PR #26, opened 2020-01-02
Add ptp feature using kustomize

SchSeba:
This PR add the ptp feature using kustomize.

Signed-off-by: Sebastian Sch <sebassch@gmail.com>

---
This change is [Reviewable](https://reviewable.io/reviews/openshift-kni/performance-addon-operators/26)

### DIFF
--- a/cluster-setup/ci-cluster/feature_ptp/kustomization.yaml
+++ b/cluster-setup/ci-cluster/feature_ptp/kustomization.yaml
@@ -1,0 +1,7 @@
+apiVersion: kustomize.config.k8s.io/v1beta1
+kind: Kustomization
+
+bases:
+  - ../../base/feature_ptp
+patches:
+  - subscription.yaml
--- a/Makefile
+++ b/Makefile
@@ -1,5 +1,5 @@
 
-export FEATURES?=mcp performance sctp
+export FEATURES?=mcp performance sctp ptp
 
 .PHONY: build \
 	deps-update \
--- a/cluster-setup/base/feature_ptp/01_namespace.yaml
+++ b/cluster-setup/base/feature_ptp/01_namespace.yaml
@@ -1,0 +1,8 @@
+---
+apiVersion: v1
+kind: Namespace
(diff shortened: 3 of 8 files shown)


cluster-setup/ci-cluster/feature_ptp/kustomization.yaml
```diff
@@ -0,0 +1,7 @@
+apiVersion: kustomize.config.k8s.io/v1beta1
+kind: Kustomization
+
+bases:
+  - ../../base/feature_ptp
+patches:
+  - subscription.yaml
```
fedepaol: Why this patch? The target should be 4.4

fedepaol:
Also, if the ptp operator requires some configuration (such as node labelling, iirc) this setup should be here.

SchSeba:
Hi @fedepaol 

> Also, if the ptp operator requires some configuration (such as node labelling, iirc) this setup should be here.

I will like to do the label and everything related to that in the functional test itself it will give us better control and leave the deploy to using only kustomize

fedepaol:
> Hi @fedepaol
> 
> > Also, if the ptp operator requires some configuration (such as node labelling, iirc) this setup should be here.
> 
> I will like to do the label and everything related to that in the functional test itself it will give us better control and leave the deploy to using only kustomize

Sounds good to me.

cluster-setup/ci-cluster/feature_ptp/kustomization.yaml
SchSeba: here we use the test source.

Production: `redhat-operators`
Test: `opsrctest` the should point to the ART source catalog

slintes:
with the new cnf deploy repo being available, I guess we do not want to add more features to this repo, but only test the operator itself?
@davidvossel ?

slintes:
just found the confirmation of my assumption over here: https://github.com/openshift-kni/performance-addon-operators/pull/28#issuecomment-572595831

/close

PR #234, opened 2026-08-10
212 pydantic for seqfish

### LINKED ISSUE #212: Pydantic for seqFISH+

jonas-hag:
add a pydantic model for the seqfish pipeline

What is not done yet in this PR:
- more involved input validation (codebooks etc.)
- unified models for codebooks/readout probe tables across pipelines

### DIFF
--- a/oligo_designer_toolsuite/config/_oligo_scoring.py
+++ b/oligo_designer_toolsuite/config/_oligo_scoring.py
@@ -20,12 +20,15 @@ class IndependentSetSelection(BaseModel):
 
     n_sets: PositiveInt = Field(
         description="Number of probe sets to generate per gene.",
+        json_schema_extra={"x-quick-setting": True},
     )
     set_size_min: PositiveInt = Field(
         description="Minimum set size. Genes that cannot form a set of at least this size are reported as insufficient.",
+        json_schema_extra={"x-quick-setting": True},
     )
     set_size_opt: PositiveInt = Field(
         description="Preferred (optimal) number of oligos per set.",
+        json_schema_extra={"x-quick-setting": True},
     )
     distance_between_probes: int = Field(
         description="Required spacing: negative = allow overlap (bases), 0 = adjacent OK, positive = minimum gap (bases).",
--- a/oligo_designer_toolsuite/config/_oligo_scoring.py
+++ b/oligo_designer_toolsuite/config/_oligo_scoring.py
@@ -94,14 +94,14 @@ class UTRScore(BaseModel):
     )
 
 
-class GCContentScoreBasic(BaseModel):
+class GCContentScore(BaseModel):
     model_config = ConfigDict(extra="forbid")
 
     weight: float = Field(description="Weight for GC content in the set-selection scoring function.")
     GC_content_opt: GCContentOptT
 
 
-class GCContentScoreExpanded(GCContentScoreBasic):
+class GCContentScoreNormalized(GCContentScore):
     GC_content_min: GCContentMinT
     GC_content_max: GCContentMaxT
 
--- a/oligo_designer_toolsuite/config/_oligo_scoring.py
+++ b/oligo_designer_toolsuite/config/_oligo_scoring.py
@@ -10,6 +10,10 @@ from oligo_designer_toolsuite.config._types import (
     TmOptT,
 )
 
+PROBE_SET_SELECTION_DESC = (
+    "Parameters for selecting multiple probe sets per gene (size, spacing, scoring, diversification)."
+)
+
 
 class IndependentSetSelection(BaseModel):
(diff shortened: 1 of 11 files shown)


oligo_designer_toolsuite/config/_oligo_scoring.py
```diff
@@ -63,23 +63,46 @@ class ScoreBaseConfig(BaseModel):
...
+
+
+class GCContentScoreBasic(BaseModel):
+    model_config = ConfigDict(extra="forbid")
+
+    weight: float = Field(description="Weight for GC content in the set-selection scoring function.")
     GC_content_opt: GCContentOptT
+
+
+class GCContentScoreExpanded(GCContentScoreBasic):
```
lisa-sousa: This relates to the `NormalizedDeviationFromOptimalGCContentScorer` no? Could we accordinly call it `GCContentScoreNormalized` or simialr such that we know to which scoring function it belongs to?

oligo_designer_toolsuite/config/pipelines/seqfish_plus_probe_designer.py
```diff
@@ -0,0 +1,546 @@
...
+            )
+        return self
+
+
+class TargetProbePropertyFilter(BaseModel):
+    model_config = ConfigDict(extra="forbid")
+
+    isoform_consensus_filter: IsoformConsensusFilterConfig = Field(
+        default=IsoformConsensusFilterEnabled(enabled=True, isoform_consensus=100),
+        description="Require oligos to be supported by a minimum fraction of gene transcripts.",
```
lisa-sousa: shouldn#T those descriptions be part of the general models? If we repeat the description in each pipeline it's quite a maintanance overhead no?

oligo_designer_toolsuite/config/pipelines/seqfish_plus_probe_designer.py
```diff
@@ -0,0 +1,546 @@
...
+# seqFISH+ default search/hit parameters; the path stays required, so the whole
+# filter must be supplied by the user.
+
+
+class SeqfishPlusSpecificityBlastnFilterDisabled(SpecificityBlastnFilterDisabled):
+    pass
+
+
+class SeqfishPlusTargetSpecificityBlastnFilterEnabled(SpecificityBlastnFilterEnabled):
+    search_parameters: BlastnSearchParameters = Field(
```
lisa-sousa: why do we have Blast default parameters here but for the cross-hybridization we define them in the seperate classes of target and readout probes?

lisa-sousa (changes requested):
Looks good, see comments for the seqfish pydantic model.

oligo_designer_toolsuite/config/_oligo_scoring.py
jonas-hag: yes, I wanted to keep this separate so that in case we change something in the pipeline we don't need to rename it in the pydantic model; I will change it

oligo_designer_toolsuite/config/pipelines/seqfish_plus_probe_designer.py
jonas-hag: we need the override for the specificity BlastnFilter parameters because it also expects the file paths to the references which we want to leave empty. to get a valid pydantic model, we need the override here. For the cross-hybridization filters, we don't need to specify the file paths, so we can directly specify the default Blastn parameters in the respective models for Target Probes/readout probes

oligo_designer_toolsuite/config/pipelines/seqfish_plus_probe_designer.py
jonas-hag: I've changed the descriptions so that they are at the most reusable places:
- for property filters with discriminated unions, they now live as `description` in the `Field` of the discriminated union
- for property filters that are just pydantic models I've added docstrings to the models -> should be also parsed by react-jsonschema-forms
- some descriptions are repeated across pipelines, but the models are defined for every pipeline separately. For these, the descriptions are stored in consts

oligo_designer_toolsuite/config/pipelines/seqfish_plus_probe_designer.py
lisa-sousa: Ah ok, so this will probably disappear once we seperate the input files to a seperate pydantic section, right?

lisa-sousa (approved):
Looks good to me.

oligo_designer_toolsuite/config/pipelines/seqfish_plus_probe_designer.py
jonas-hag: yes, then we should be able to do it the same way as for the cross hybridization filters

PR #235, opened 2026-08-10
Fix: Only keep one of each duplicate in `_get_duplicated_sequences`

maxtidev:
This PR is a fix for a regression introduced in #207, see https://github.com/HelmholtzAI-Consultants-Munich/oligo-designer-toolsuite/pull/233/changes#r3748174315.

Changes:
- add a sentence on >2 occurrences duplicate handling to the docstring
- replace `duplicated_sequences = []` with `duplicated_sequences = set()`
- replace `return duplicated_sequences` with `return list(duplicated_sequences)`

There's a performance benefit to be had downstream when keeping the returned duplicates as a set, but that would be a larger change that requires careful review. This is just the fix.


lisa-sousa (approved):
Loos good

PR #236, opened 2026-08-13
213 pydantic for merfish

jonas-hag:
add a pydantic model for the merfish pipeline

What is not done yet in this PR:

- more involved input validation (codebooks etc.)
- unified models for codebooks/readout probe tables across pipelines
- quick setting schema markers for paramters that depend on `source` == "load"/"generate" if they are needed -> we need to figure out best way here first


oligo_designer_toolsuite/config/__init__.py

------------------------------------------------

§ Exercise instructions
Give the count of lines in the listing where the word "hybridization" occurs, with no further words.

§ Finished exercise
3